We became members just over 2 weeks ago and we were told by the guy that said he was going to be our "guide" that as we were in the UK instead of calling he would email us regularly and if we had any questions just to contact him.

Well we havent received any of the paperwork that we were promised would be sent to us and havent heard a peep from him. I just got his business card out to send him an email and there isnt an email address on it for him!!

I did try calling MS to find out some info but my approx wait time was 45 mins , so that can wait for tomorrow!!!

Is it normal not to have any contact from these people after signing on the dotted line? And not receiving any paperwork as promised?


----------



## UKDEB

We signed our paperwork out there, but we've never had an email from our guide!

I imagine the 45 minute wait times yesterday were caused by people ringing Member Services because they weren't able to get through on the dedicated line for Member previews of the Fantasyland expansion.  There's not normally a wait for calls to be connected.


----------



## Paula Sedley-Burke

UKDEB said:
			
		

> We signed our paperwork out there, but we've never had an email from our guide!
> 
> I imagine the 45 minute wait times yesterday were caused by people ringing Member Services because they weren't able to get through on the dedicated line for Member previews of the Fantasyland expansion.  There's not normally a wait for calls to be connected.



Any news?


----------



## UKDEB

News from me?  On what?


----------



## wen-tom

i think we have had 1 call from our guide in 6 years and that was only to try to sell us an add on! 

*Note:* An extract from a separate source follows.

PR #536, opened 2020-09-23
Fixes #30901 - Do not register features when there are pending migrations

adamruzicka:


lzap (approved):
Helps to migrate 20200820122057 AddProxySelectorOverrideToRemoteExecutionFeature which was failing for me. I am still having issue with seeding tho.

I don't see what they have to contact you about if you are not buying more points though really.


----------



## tink too

We've never had a call from our guide in 4.5 years as members, but we do get the occasional (generic) mailing about special add-on offers which contains our guide's contact tel. no.

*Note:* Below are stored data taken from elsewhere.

PR #539, opened 2020-09-30
Fixes #30933, #30935 - Type=search input fixes

adamruzicka:
requires:
- [ ] ~~https://github.com/theforeman/foreman/pull/8035~~
- [x] https://github.com/theforeman/foreman/pull/8060

### DIFF
--- a/app/models/job_invocation_composer.rb
+++ b/app/models/job_invocation_composer.rb
@@ -482,7 +482,7 @@ class JobInvocationComposer
 
   def input_value_for(input)
     invocations = pattern_template_invocations
-    default = TemplateInvocationInputValue.new
+    default = TemplateInvocationInputValue.new(:template_input_id => input.id)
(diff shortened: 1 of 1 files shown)


adamruzicka:
Dropped the second commit. It shouldn't be needed after https://github.com/theforeman/foreman/pull/8060 gets in

ezr-ondrej (approved):
Make sense :+1: 

Just a thought for feature improvements:
We have ReportComposer in the core, that tries to acomplish similar task as JobInvocationComposer, would it be worth to make an unified ancestor? :thinking:

adamruzicka:
Not sure if they have all that much in common from the top of my head, but worth investigating in the future

shiramax (approved):
I've tested the PR and it's working great.

ezr-ondrej:
The core PR is in, lets merge this :)
Thanks @adamruzicka and @shiramax for testing! :+1:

As for getting your documents, I wouldn't worry too much just yet as mail from DVC does seem to take a while.


----------



## Chuck S

This isn't unique to the UK.  I never hear from my guide unless I initiate contact. The guides' function within the DVC organization is really that of a salesperson.  Any paperwork would run through Member Administration, dues and financing goes through Member Accounting, and reservations go through Member Services.

And it does take time for the paperwork and deed to be filed with the Orange County records office. I would not expect anything for at least a month, maybe 6 weeks given the additional shipping time to the UK.

A big *WELCOME HOME *to you, and I wish you many years of happy Disney memories.


----------



## Shelly F - Ohio

Other than the yearly Christmas card we never heard from our guide. In fact we bought 9 years ago and have never heard anything from him.


----------



## UKDEB

Yearly Christmas card?


----------



## AllyBri

Shelly F - Ohio said:


> Other than the yearly Christmas card we never heard from our guide. In fact we bought 9 years ago and have never heard anything from him.



You get a Christmas Card?


----------



## Balmacara

We bought in 2007 and since then we have heard from our guide twice. Shame it was an answer phone message when we were actually away using our DVC ! Coincidence - I think not!


----------